Move nth heap on T (n), from R (n)
Means,
Move (n-1)th heap on S(n), from R(n)
Move n to T(n), from R(n).
Move (n-1)th heap on T(n), from S(n), over n.
Move 0th heap on T (0), from R (0).
Means,
Move nothing
Now if R (n) =A, T (n) =C, so S (n) =B
And know T (n-1) = S (n), as we start with all are at R (n), so R (n-1) =A, Thus S (n-1) =C. One nth disk moves to T (n) =C, “n-1”th disk will be at S (n) =B, now new target for n-1 is T (n) =C and S (n-1) = R (n) = A
Moves:
n:A(B)C
n-1:A(C)B(A)C
Notation: “n:A(B)C” means A is the resting peg, B is the swap peg and C is the target peg for the nth disk.
Moves:
n-1:A(C)B
n-2:A(B)C(A)B
Moves:
n-1:B(A)C
n-2:B(C)A(B)C
Move let us see how many ways any disk can move,
A(C)B, B(A)C,C(B)A,A(B)C,C(A)B,B(C)A
The above moves are part of the patterns we saw before.

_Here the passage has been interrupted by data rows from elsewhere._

PR #405, opened 2023-10-05
Execution Time Follow-Up Work

ikreymer:
Update execution time system to new approach described in https://github.com/webrecorder/browsertrix-cloud/pull/1218#issuecomment-1747988456, follow-up to #397 

Using a single `:start:<id>` key per instance

Also move setStartTime() earlier in init process.

### DIFF
--- a/util/state.js
+++ b/util/state.js
@@ -202,9 +202,11 @@ return 0;
     if (!endTimeTs) {
       endTimeTs = Date.now();
     }
-    const prevStartTime = await this.redis.getset(this.startkey, "0");
+    const prevStartTime = await this.redis.getset(this.startkey, 0);
     if (prevStartTime) {
-      await this.redis.incrby(this.execTimeKey, (endTimeTs - Number(prevStartTime)) / 1000);
+      const newExecTime = Math.ceil((endTimeTs - Number(prevStartTime)) / 1000);
+      logger.debug("Adding exec time", {newExecTime}, "state");
+      await this.redis.incrby(this.execTimeKey, newExecTime);
       return true;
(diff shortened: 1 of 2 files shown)


util/state.js
```diff
@@ -187,23 +187,29 @@ return 0;
...
 
   async setStartTime() {
-    const startTime = this._timestamp();
-    return await this.redis.rpush(`${this.startkey}:${this.uid}`, startTime);
-  }
-
-  async getStartTimes() {
-    return await this.redis.lrange(`${this.startkey}:${this.uid}`, 0, -1);
+    const startTimeTs = Date.now();
+    await this.incExecTime(startTimeTs);
```
tw4l, line 191:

ABCA has A(C)B, B(A)C,C(B)A
ACBA has A(B)C,C(A)B,B(C)A
If we say, ABCA as clockwise and ACBA as anticlockwise, visualize by keeping pegs in a triangle. We will have to prove disk moving in one formation only sticks to the same formation for whole run.
Let x can be A, B or C.
Moves
n: x(x-1)x+1
n-1: x(x+1)x-1,x-1(x)x+1
n: x(x+1)x-1
n-1: x(x-1)x+1,x+1(x)x-1
So we can see if nth disk wants to move from x to x+1, then it needs to move “n-1”th disk from x to x-1 to x+1, or to say x to x-1 to x-2. For nth disk’s move from x to x-1, it is x to x+1 to x-1, or to say x to x+1 to x+2.
We can see x(x+1)x-1 and x-1(x)x+1 move in the same direct (anticlockwise)and so do x(x-1)x+1 and x+1(x)x-1 (clockwise).

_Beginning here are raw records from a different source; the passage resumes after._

PR #406, opened 2023-10-06
Fast cancelation + remove time counter

ikreymer:
Follow-up to #378, supersedes #405.

Removing start/end time count from the crawler itself.

Instead, adding 'isCrawlCanceled()` which, if true, will immediately exit the process.

Also checking isCrawlCanceled() on interrupts, to allow immediate shutdown when crawl is canceled.

When in 'restart on exit' mode, have fatal() return a 0 exit code. This then tells k8s to not restart the pod (the actual failure state is set in redis), while a non-zero exit code will result in a restart.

So we slow if nth disk moves clockwise, “n-1”th disk moves anticlockwise and visa versa. Now let us look at the bigger picture. Largest Disk always moves from A to C that is anticlockwise. This moves the heap over it from two times, that also in clockwise direction. This would make next heap four times in anticlockwise direction and so on so forth.

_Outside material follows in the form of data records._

PR #407, opened 2023-10-09
tests: disable ad-block tests: seeing inconsistent ci behavior

ikreymer:
Disable these tests until we get consistent repro of the issues.
They seem to be failing sporadically, though the content does appear to be blocked in Brave on manual testing.


tw4l (approved):
Should get back to this soon to figure it out, but looks good for now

This even gives the proof for the series we saw before, 2^0, 2^2…, 2^n-1 as number of moves for disk in descending order.
So, we can say now
If largest disk is even, then all even disks move in anticlockwise direction and all odd disks move on clockwise direction. Now as smallest disk always moves first, the first movement will be clockwise, that is AB.
Else if largest disk is odd, then all odd disks move in anticlockwise direction and all even disks move on clockwise direction. Thus the first movement will be anticlockwise, that is AC.
Let us make a formula to get the disk direction, if N the largest disk and n is the target disk,0 < n <=N.
Direction, D(N,n) = (N-n) mod 2
0 will mean anticlockwise, that is ACBA
1 will mean clockwise, that is ABCA
From previous discussion we even know that mth move of nth disk happens at “2^n (m-1/2)”. Now we even know how nth disk move in an N disk set.
M(m,n) = 2^n(m-1/2)
or
m=M(m,n)/2^n+1/2
This M(m,n) is nothing but kth move of this disk system. Let us write it again with k.
m=k/2^n+1/2
This would give us a fractional number, and will have to discard the fraction part of it to get the location of nth disk at kth disk system move.
m=floor(k/2^n+1/2)
As all disks are on A to begin with, we can do something more.
Let peg A=0, B=1, C=2
Peg location of nth disk on kth move, P(n,k) = floor(k/2^n+1/2) mod 3. So if I make to define a function that return a list, [ACB] or [ABC] depending on the input, D(N,n) will be an input to that.
L(a) = [ACB] for a =0, And
L(a) = [ABC] for a =1
Now, P(n,k) is the index in the returned list for some value of N and n. Now if L(a)[i] means ith index of list L(a).
Then location of nth disk, in a set of N disks, on the kth system move,
W(n,N,k) = L( D(N,n) ) [P(n,k)]
or
W(n,N,k) = L( (N – n) mod 2 ) [floor( (k/2^n) + (1/2) ) mod 3]
where,
L(a) = [ACB] for a =0, And
L(a) = [ABC] for a =1
Let us try a few,
W(2,4,8)=L(4-2 mod 2)[floor(8/2^2+1/2) mod 3] = L(0)[2] = B
W(4,5,24)=L(5-4 mod 2)[floor(24/2^4+1/2) mod 3] = L(1)[2] = C
Let us now try “The Tower of Brahma”
W(64,64,2^63)=L(0 mod 2)[ floor( 2^63/2^64+1/2 ) mod 3 ] = L(0)[1] = C, the first and the last time the largest disk of Brahma’s tower moves or it is half way to end of the world.
Now we have a mathematical representation of the recursive algorithm we had deduced before.
Before I sign off, don't you see this disk system recording time like a clock? Assuming moving any disk takes the same amount of time.